● What needs to be done: Whatever the records say, set them down exactly.

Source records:
▼

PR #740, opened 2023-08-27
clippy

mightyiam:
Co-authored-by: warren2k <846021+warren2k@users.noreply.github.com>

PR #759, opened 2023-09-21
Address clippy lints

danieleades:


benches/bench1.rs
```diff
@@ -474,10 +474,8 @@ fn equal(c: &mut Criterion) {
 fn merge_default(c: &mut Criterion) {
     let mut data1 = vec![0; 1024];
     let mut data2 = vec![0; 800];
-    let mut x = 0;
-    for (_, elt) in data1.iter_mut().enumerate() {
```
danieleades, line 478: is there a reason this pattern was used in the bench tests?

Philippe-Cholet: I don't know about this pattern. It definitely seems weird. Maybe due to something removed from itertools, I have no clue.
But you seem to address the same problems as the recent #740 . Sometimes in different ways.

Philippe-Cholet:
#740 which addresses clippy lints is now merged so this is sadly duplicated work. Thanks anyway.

▲

● Reply:
PR #740, opened 2023-08-27
clippy

mightyiam:
Co-authored-by: warren2k <846021+warren2k@users.noreply.github.com>

PR #759, opened 2023-09-21
Address clippy lints

danieleades:


benches/bench1.rs
```diff
@@ -474,10 +474,8 @@ fn equal(c: &mut Criterion) {
 fn merge_default(c: &mut Criterion) {
     let mut data1 = vec![0; 1024];
     let mut data2 = vec![0; 800];
-    let mut x = 0;
-    for (_, elt) in data1.iter_mut().enumerate() {
```
danieleades, line 478: is there a reason this pattern was used in the bench tests?

Philippe-Cholet: I don't know about this pattern. It definitely seems weird. Maybe due to something removed from itertools, I have no clue.
But you seem to address the same problems as the recent #740 . Sometimes in different ways.

Philippe-Cholet:
#740 which addresses clippy lints is now merged so this is sadly duplicated work. Thanks anyway.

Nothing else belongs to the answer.